The masthead on the NME magazines has remained the same since the 90's - Same position on the page, same size, same font and same colour. This builds a brand which the audience becomes familiar with, and by keeping the masthead the same a certain loyalty is built. The masthead is actually behind the main image, but because the brand is so well known the audience will still know it’s the NME magazine. By putting the main image in front of masthead, it is implied that the music is more important than the magazine, and that it’s all about the music. Instantly, when looking at this cover you can see that it is appealing to a youthful audience (Teenagers). The use of bright colours, a scruffy layout and large texts all suggest a rebellious attitude which teenagers can relate to. The lead article reads: “Lily Allen takes on the world” – also rebellious – teenagers will want to join Lily in rebelling. The pull quote seen on this cover is being used as a lure – making the audience want to read on about lily’s problems. NME is a mainstream magazine. It isn’t appealing to a specific genre of music which means it will appeal to a larger audience with different music tastes, which ultimately leads to more sales. In comparison to a more specialist magazine such as ‘Rock Sound’, NME sells over 20,000 more issues. There are a wide variety of different bands bombarding this cover in the sky line, cover lines and the lead article. By having such a wide variety of music this magazine appeals to a large audience with diverse music tastes. The left third of the cover is taken up by the lead article, a pull quote (cover lines) and the masthead. When this magazine is in a store competing with other magazines, only the left third is visible. By putting these things on the left third, the buyer is lured in without seeing the whole front cover. The main Image of Lily Allen is confrontational, staring straight into the camera relaying the rebellious attitude of the magazine. Suggests your getting the best out of your money: loads of extra bands to read about
Rock Sound is a specialist rock/metal magazine aimed at a specific audience interested in this genre. The neat layout of this magazine suggests a more serious approach to music than a magazine such as NME – not so much gossip. This will appeal to an audience from late teens to late 20’s/early 30’s. Similarly to ‘NME’ the masthead of ‘Rock Sound’ stays the same. Although the colour sometimes varies to fit the theme of the main image. This builds a brand that the audience will become familiar with and trust. Unlike mainstream magazines ‘Rock Sound’ hasn’t completely covered the left third with cover lines - there is one cover line and the lead article. This is because ‘Rock Sound’ is a specialist magazine with a strongly built brand, and usually has loyal buyers that wont need a bombardment of cover lines to lure them in. The slogo is placed beneath the masthead and reads: ‘New music first’. This tells the audience that the magazine is always up to date with the latest music. The gritty font style used on the cover lines emphasises the rock/metal attitude of the magazine, and also implies a rebellious attitude that is often linked with this genre of music. The dark black background advertises the hard rock/metal music, while the halo above Oli Sykes (main image) indicates the softer intimate side of the artist which the magazine will expose through interviews. The main image is of lead vocalist Oli Sykes from the death-metal band ‘Bring Me The Horizon’. In the image we can see his tattoos which go with the hard rock attitude of the magazine, but then we can also see his hand on his heart, suggesting his innocence beneath his heavily tattooed skin. This again suggests the rockers innocent side which readers will want to read about. On the other hand, it could be seen as ironic as there is nothing innocent about this tattooed metal-head, and the halo and hand on heart only emphasises his hard rock reputation. Unlike ‘NME’, ‘Rock Sound’ has cover lines of many bands of the SAME genre. This is because it is a specialist magazine aiming towards one specific audience.

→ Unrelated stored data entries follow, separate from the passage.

PR #92, opened 2026-05-13
docs(design): substrate harness interface — sage + CC agents proof-out (refs cortex#91)

mellanon:
## Summary

Design doc for `SessionHarness` — a single substrate-facing contract that the existing in-process Claude Code spawn pattern (`cc-session.ts`) and the existing out-of-process bus-peer pattern (sage) both collapse into. Closes the "design doc socialized + agreed" checkbox on cortex#91.

- **Doc:** `docs/design-substrate-harness.md` (582 lines, end-to-end readable in ~10 min)
- **Implementation:** lands in follow-up PRs (A/B/C/D — see §7 of the doc). No code in this PR.
- **Scope:** sage + CC agents only. Cursor stays as a downstream consumer tracked under cortex#70; Codex/Gemini/Mistral/pi-dev are future single-file additions.

## Structure

1. Goal + non-goals
2. Reality today — two patterns already running (in-process child, out-of-process bus peer)
3. The `SessionHarness` contract — `AsyncIterable<MyelinEnvelope>` return; why
4. `ClaudeCodeHarness` — wraps existing cc-session; CC-specific surface (`~/.claude/hooks/`, `${PAI_DIR}`) moves under `src/substrates/claude-code/`
5. `BusPeerHarness` — sage as reference; subject conventions; terminal envelope detection; sage requires zero changes
6. `cortex.yaml` schema — extends existing `AgentRuntimeSchema` (cortex#58 F-2 seam) via Zod `discriminatedUnion`
7. Migration sequence — four PRs (A foundation, B bus-peer, C sage end-to-end, D sever from `~/.claude/`)
8. Open questions — 7 surfaced, tagged `[blocks PR A]` vs `[can wait]`
9. Risks + tradeoffs
10. References + two appendices (worked dispatch example; intentional non-scope)

## Open questions blocking PR A

Three of the seven open questions in [§8](https://github.com/the-metafactory/cortex/blob/feat/c-091-substrate-harness-design/docs/design-substrate-harness.md#8-open-questions-to-surface) must be answered before PR A can land:

- **Q1** — tool-capability translation ownership (harness-owned vs cortex-owned vocabulary)
- **Q5** — streaming-progress envelope subject (`dispatch.task.progress` proposed)
- **Q6** — inactivity vs wall-clock timeout semantics on `DispatchRequest.timeoutMs`
- **Q7** — harness lifecycle (singleton per `(harnessId, agentId)` proposed)

[...]

Issue #13, opened 2026-05-09
MIG-1.5 follow-up — port myelin-runtime.ts after MIG-7 config consolidation


mellanon:
**Phase:** MIG-1 (sub-step 1.5) — deferred from cortex#12 (PR delivering MIG-1.3 + 1.4)
**Plan ref:** §4 MIG-1.5 (line 341 in `docs/plan-cortex-migration.md`)
**Depends on:** MIG-7.2 (`src/bot/types/config.ts` → `src/common/types/config.ts` consolidation, with the schema flip to first-class `agents:` + `renderers:`)
**Goal:** port `myelin-runtime.ts` from grove-v2 into `cortex/src/bus/myelin/runtime.ts` once `BotConfig` (or whatever shape replaces it post-flip) lives in cortex's `src/common/`.

## Why deferred

`myelin-runtime.ts` reads only two `BotConfig` fields:
- `nats.url`
- `nats.subjects`

A thin stub interface (`{ url: string; subjects: string[] }`) could have been introduced in cortex#12 to unblock 1.5. The PR chose the deferral path instead, on the basis that:
1. It would create churn at the MIG-7 cutover when the config schema flips per architecture §9.
2. The "strict port, no behavior change" property of cortex#12 is preserved.
3. The runtime isn't on the critical path for any other MIG-1 step (subscriber + validator stand alone).

## What's needed

Once MIG-7 lands the config consolidation:
1. Copy `src/bot/lib/myelin-runtime.ts` from grove-v2 → `cortex/src/bus/myelin/runtime.ts`
2. Update import paths: `../types/config` → `../../common/types/config` (or whatever the post-flip path is)
3. Update import paths: `./nats-connection` → `../nats/connection`, `./myelin-subscriber` → `./subscriber`, `./myelin/envelope-validator` → `./envelope-validator`
4. Forward `myelin-runtime.test.ts` (7/7 tests per G-1100.E retro)
5. Wire into cortex's entrypoint (`src/cortex.ts`) per MIG-7.1

This is a follow-on tracker — closing it = porting runtime + tests + verifying tsc/test green.

mellanon:
Closed by cortex#22 (myelin-runtime.ts ported as MIG-1.5, merged 2026-05-09). Plan annotation in `docs/plan-cortex-migration.md` §4 already records the closure — this is a tracker-state alignment fix per the cortex#1 plan audit.

Issue #10, opened 2026-05-09
MIG-8 — Retire grove + grove-v2 (C-109)


mellanon:
**Umbrella:** #1 (C-100)
**Phase:** MIG-8
**Plan ref:** §4 MIG-8
**Depends on:** MIG-7 (#9) complete + soak period
**Goal:** Legacy repos archived. Operator deployments cut over.

## Checklist

- [ ] **8.1** Verify cortex in production ≥1 week without rollback
- [ ] **8.2** Open archive issues on the-metafactory/grove and the-metafactory/grove-v2 linking to cortex
- [ ] **8.3** `gh repo archive the-metafactory/grove` and `gh repo archive the-metafactory/grove-v2`
- [ ] **8.4** Remove deprecation shim added in MIG-7.7 (the `~/bin/grove-bot` → `~/bin/cortex` redirect)
- [ ] **8.5** Update external references (docs, READMEs, website)
- [ ] **8.6** No-op: src/spikes/ legacy-only; archived alongside legacy grove
- [ ] **8.7** Update `~/Developer/compass/sops/*` references to grove → cortex
- [ ] **8.8** Update blueprint references in sibling repos (myelin, signal, pilot, blueprint, compass) from grove:G-NNN → cortex:C-NNN

## Acceptance
- [ ] `gh repo list the-metafactory` shows grove and grove-v2 as archived
- [ ] No active doc references the archived repos

Final cleanup. After this, the migration plan retires.

mellanon:
Correction (replaces my prior comment): Andreas wants phase progress and PR landings posted to the #cortex Discord channel — **not** #changelog-grove. Use `discord post --channel cortex` from the cortex worktree CLI (verified working in plan §6.5). On each PR merge or phase completion, drop a structured update (bold lead line + short paragraph + bullets + links) in #cortex so the cortex spawn has its own visibility surface.

mellanon:
## Status — 2026-05-13 partial

Today's work:
- ✅ `arc remove Grove` ran successfully
- ✅ `~/.config/metafactory/pkg/repos/grove/` deleted
- ✅ `~/bin/grove-bot`, `~/bin/grove-relay` symlinks removed (manually after arc remove left them dangling)
- ✅ `~/Library/LaunchAgents/com.grove.{bot,relay}.plist` removed (manually)
- ✅ Legacy grove hook entries stripped from `~/.claude/settings.json` (42 entries; via jq filter)
[...]

PR #133, opened 2026-05-13
docs(design): gh-repo-recon-agent — first deterministic agent (refs cortex#132)

mellanon:
Closes cortex#132 (design step). Lands after cortex#92 (`SessionHarness`).

## Summary

Design spec for the first **deterministic-class agent** on cortex's bus. Introduces the class (sealed, judgment-free, identity-bearing, no LLM in the loop) and specifies `gh-repo-recon-agent` as its first concrete instance.

- **Doc:** `docs/design-gh-repo-recon-agent.md` (458 lines)
- **Implementation:** separate PR, lands after cortex#92 merges
- **No code:** this PR is design only

## Why this first

1. **Frequency.** Mining 499 sessions in PAI history: multi-call gh recon (`gh pr list` + `gh issue list` + `gh repo view`, often 3–6 together) is the most-frequent investigation primitive. `feedback_check_prs_first` mandates it before non-trivial work.
2. **Pure read.** No side effects, no auth surface beyond a read-only PAT.
3. **Clear verdict shape.** Structured "what's in flight" envelope consumable by judgment agents and the dashboard.

Trust-bearing demonstration (write operation) is deferred to the second deterministic agent (likely `cortex-restart`).

## Structure (16 sections in the doc)

1. Goal + non-goals
2. The deterministic-agent class invariants (deterministic, sealed, judgment-free, identity-bearing)
3. Identity + capability declaration (`did:mf:gh-repo-recon-agent`, `github-read`, `identity-aware-read`, zero write)
4. All three trigger shapes (call MVP, scheduled + event-style forward-compatible)
5. Input + output envelope schemas
6. Sealed execution sequence — six fixed `gh` calls, no judgment branching
7. Cortex config block + schema delta from cortex#92 (new HarnessId, new `behavior-contract` persona kind)
8. `DeterministicAgentHarness` implementation sketch + handler-by-path pattern
9. Error modes (NOT_FOUND, RATE_LIMITED, TIMEOUT, GH_AUTH_FAILED, partial, UNKNOWN)
10. Test strategy — unit, integration, property; no eval suite needed
11. Acceptance criteria (9 boxes for the design step)
12. Seven open questions
13. Why this agent first
14. Migration (single PR post-cortex#92)
15. Anti-scope (no second agent, no SDK, no orchestration features)
16. References

## Schema delta from cortex#92

Two additions to `AgentRuntimeSchema`:

1. `HarnessId` gains `"deterministic-agent"` as a new closed-enum value.
2. The `deterministic-agent` variant of the discriminated union adds `handler: string` (path:exportName) and `retry: { max_attempts, backoff }`.

The `persona` field gains an optional `kind` discriminator: `system-prompt` (existing, default) or `behavior-contract` (new — the linked doc IS the contract, not a prompt).

## Test plan

This is a design doc — no code changes. Review focuses on:

- [ ] Class invariants in §2 — deterministic + sealed + judgment-free + identity-bearing — capture the right axis
- [ ] Envelope shapes in §5 are consumable by both judgment agents and the Mission Control dashboard
- [ ] Sealed execution sequence in §6 is auditable (handler code IS the contract; no LLM decisions)
- [ ] Schema delta in §7 is backward-compatible with cortex#92's discriminated union
- [ ] Acceptance criteria in §11 produce something testable
- [ ] Open questions in §12 are answered or scoped before implementation PR opens

## Open questions blocking implementation PR

Three of the seven open questions in §12 should be answered before the implementation PR opens:

- **Q1 (caching policy)** — defer caching or build it in MVP
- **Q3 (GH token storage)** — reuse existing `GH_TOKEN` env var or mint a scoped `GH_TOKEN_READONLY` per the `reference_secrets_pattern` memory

‘ Q’ magazine is a mainstream magazine, aimed at an audience aged 18 – 40. It’s sophisticated layout suggests the magazine is very fashionable which will appeal to an audience that wants to be in the know about the latest music. Because ‘Q’ is so well known, they can afford to leave the left third and not blitz it with cover lines. This also allows the magazine to have a more unique layout to other mainstream magazines which do have to mask the left third with cover lines. The masthead has remained the same in each issue, building a brand which the audience has become familiar with and now trust. The slogo beneath the masthead reads: ‘A different take on music’. This implies the magazine has a unique approach to music that the audience wont find anywhere else. The main image of Lily Allen with two panthers is completely different to how she appears in ‘NME’. She looks elegant, sexy and powerful. She is shown as a “sexy beast”, women will want to buy the magazine because they will idolise her, and men will want to buy the magazine because she is attractive. The neutral colours used on this cover make the magazine appear relaxed and fashionable - there is no cry out for attention by using bright colours. This will appeal to a sophisticated audience.